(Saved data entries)
- - -
PR #4935, opened 2022-05-30
port automatic license update to snyk

denis-yuen:
**Description**
Inspired from https://github.com/dockstore/dockstore-ui2/pull/1522

**Issue**
n/a but all these snyk updates suddenly, probably as a result of https://ucsc-cgl.atlassian.net/browse/SEAB-4045


denis-yuen:
on the other hand, this won't work because snyk keeps on targeting the generated pom files

shall we turn this off @david4096 @coverbeck on the snyk side?

david4096 (approved):

denis-yuen:
turned off on the snyk side

PR #4940, opened 2022-06-03
Simplify language support

wshands:
**Description**
The PR intent was to make it so that we only need to modify one TRS yaml ([preferably the newer one](https://github.com/dockstore/tool-registry-service-schemas/blob/2.0.1-beta.1-smk-galaxy/openapi/ga4gh-tool-discovery.yaml)) in order to to add a new language.

I reverted the TRS V2-beta changes (went back to tag 2.0.0-beta.5_gxformat2 in dockstore-webservice/pom.xml at line 1294) that supported Snakemake and did some testing with Snakemake plugin however the UI needs this defined so it is necessary to modify TRS V2-beta as well as TRS V2-final to add a new language. 

While researching this I was able to move some hard coded language and file types from ToolsImplCommon.java into DescriptorLanguage.java, so the only changes needed to add a new language for the webservice are in DescriptorLanguage.java and Workflow.java (NOTE: this is for workflows; tools will require more code changes).

I also added tests for changes to ToolsImplCommon.java and DescriptorLanguage.java in a new TestToolsImplCommon.java file in src/test/io.openapi.api.impl

**Issue**
https://ucsc-cgl.atlassian.net/browse/SEAB-4013


denis-yuen:
> I could use some feedback on the fact that:
> 
>     1. ToolsImpCommon.java is located under [swagger/api/impl](https://github.com/dockstore/dockstore/blob/develop/dockstore-webservice/src/main/java/io/swagger/api/impl/ToolsImplCommon.java) and not under openapi/api/impl
> 
>     2. the test file ToolsImplCommonTest.java imports io.swagger.model.DescriptorType; but the ToolsImplCommon.java imports io.openapi.model.DescriptorType, and I'm not sure if these should be the same.  ToolsImplCommonTest.java requires io.swagger.model for many of its tests, and I had to hard code the io.openapi.model.DescriptorType in the tests.

For 1, I don't think there was much thought put into what package `ToolsImplCommon` was put into. Based on the comment, it might predate the openapi migration. So I think you have a free hand there to move it if it would reduce the number of imported classes.  (or explicitly imported anyway)

2) I would imagine that you could separate the tests into swagger and openapi tests if desired.

coverbeck (commented):
Nice tests! Some nit-picky comments.

I still don't quite grok this model; the classes sound similar, but you are simplifying it, so this is good.

And just to clarify, your ultimate goal is to get rid of [this](https://github.com/dockstore/dockstore/blob/d85f70ee221421b2bc76bfbe0d3624d2ef30cb8b/dockstore-webservice/pom.xml#L1293-L1292), right? This is a step in that direction?

denis-yuen:
> And just to clarify, your ultimate goal is to get rid of [this](https://github.com/dockstore/dockstore/blob/d85f70ee221421b2bc76bfbe0d3624d2ef30cb8b/dockstore-webservice/pom.xml#L1293-L1292), right? This is a step in that direction?

Not exactly. The idea was to freeze it so that we never need to modify TRS v2 beta support ever again. New languages should only need to touch v2 final https://github.com/dockstore/dockstore/blob/d85f70ee221421b2bc76bfbe0d3624d2ef30cb8b/dockstore-webservice/pom.xml#L1332 or whatever the lastest workflow specification is in the future.

i.e. we shouldn't need to do the equivalent of soviet revisionism, pretending that old versions of TRS supported new languages in order to add new languages, we should only need to modify the "latest"

coverbeck:
> Not exactly. The idea was to freeze it so that we never need to modify TRS v2 beta support ever again. New languages should only need to touch v2 final

Interesting, I was thinking of it from a Swagger vs. OpenAPI perspective, of getting rid of Swagger. But yes, I guess there's no reason to retroactively update existing support.

In discussing this, I realize I don't know how we surface TRS 1 support :( I don't see off-hand a reference to that spec in our code.

denis-yuen:
> In discussing this, I realize I don't know how we surface TRS 1 support :( I don't see off-hand a reference to that spec in our code.

Poke around https://github.com/dockstore/dockstore/tree/develop/dockstore-webservice/src/main/java/io/swagger/api
But the short answer, we auto-generated once and then checked-it in. For better or for worse, we don't auto-generate the interface which is ok because v1 is "finished"

dockstore-webservice/src/main/java/io/swagger/api/impl/ToolsImplCommon.java
```diff
@@ -190,38 +193,14 @@ public static Tool convertEntryToTool(Entry<?, ?> container, DockstoreWebservice
...
-                    break;
-                case DOCKERFILE:
-                    toolVersion.setContainerfile(true);
-                    break;
-                default:
+                Optional<DescriptorType> descriptorType = getDescriptorTypeFromFileType(file.getType());
+                if (descriptorType.isPresent()) {
+                    toolVersion.addDescriptorTypeItem(descriptorType.get());
+                } else {
+                    if (file.getType().equals(FileType.DOCKERFILE)) {
```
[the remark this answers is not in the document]
wshands: done

dockstore-webservice/src/main/java/io/swagger/api/impl/ToolsImplCommon.java
```diff
@@ -247,6 +226,39 @@ public static Tool convertEntryToTool(Entry<?, ?> container, DockstoreWebservice
...
+    /**
+     * Get an openapi descriptor type from a descriptor language
+     *
+     * @param descriptorLanguage a descriptor language such as DescriptorLanguage.GXFORMAT2 or DescriptorLanguage.SMK
+     * @return an Optional openapi descriptor type such as GALAXY("GALAXY") or SMK("SMK");
+     */
+    public static Optional<DescriptorType> getDescriptorTypeFromDescriptorLanguage(DescriptorLanguage descriptorLanguage) {
+        String descriptorType = descriptorLanguage.getShortName();
+        // Tricky case for GALAXY because it doesn't match the rules of the other languages
+        if (StringUtils.equalsAnyIgnoreCase(descriptorType, "gxformat2")) {
```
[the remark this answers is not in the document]
wshands: done

dockstore-webservice/src/main/java/io/swagger/api/impl/ToolsImplCommon.java
```diff
@@ -247,6 +226,39 @@ public static Tool convertEntryToTool(Entry<?, ?> container, DockstoreWebservice
...
+            return Optional.of(DescriptorType.GALAXY);
+        }
+        return Arrays.stream(DescriptorType.values())
+            .filter(descType -> StringUtils.equalsAnyIgnoreCase(descriptorType, descType.toString())).findFirst();
```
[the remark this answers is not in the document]
wshands: done

dockstore-webservice/src/test/java/io/openapi/api/impl/ToolsImplCommonTest.java
```diff
@@ -0,0 +1,174 @@
+/*
+ *    Copyright 2017 OICR
```
denis-yuen, line 2: Nitpick: this is particularly out-of-date, the other one is 2019 :wink:

denis-yuen (commented):
> I reverted the TRS V2-beta changes (went back to tag 2.0.0-beta.5_gxformat2 in dockstore-webservice/pom.xml at line 1294) that supported Snakemake and did some testing with Snakemake plugin and It seems that it is already only necessary to modify TRS V2-final to add a new language. 

> (NOTE: this is for workflows; tools will require more code changes). 

this could use some follow-up in a second ticket

Interesting, what happens when a new TRS version knows about a new language and an older one does not? Does it fail in a graceful way?

dockstore-webservice/src/main/java/io/swagger/api/impl/ToolsImplCommon.java
```diff
@@ -247,6 +225,39 @@ public static Tool convertEntryToTool(Entry<?, ?> container, DockstoreWebservice
...
+     * Get an openapi descriptor type from a descriptor language file type
+     *
+     * @param fileType a descriptor language file type such as FileType.DOCKSTORE_CWL
+     * @return an Optional openapi descriptor type such as GALAXY("GALAXY") or SMK("SMK");
+     */
+    public static Optional<DescriptorType> getDescriptorTypeFromFileType(FileType fileType) {
+        DescriptorLanguage descriptorLanguage;
+        try {
+            descriptorLanguage = DescriptorLanguage.getDescriptorLanguage(fileType);
+        } catch (Exception e) {
```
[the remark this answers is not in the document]
wshands: exception is now specified

dockstore-webservice/src/main/java/io/swagger/api/impl/ToolsImplCommon.java
```diff
@@ -247,6 +225,39 @@ public static Tool convertEntryToTool(Entry<?, ?> container, DockstoreWebservice
...
+        return getDescriptorTypeFromDescriptorLanguage(descriptorLanguage);
+    }
+
+    /**
+     * Get an openapi descriptor type from a descriptor language
+     *
+     * @param descriptorLanguage a descriptor language such as DescriptorLanguage.GXFORMAT2 or DescriptorLanguage.SMK
+     * @return an Optional openapi descriptor type such as GALAXY("GALAXY") or SMK("SMK");
+     */
+    public static Optional<DescriptorType> getDescriptorTypeFromDescriptorLanguage(DescriptorLanguage descriptorLanguage) {
```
- - -
| The task |
Which lines of the data hold the string "necessary"? Return each of them.

| Task output |
I reverted the TRS V2-beta changes (went back to tag 2.0.0-beta.5_gxformat2 in dockstore-webservice/pom.xml at line 1294) that supported Snakemake and did some testing with Snakemake plugin however the UI needs this defined so it is necessary to modify TRS V2-beta as well as TRS V2-final to add a new language. 
> I reverted the TRS V2-beta changes (went back to tag 2.0.0-beta.5_gxformat2 in dockstore-webservice/pom.xml at line 1294) that supported Snakemake and did some testing with Snakemake plugin and It seems that it is already only necessary to modify TRS V2-final to add a new language. 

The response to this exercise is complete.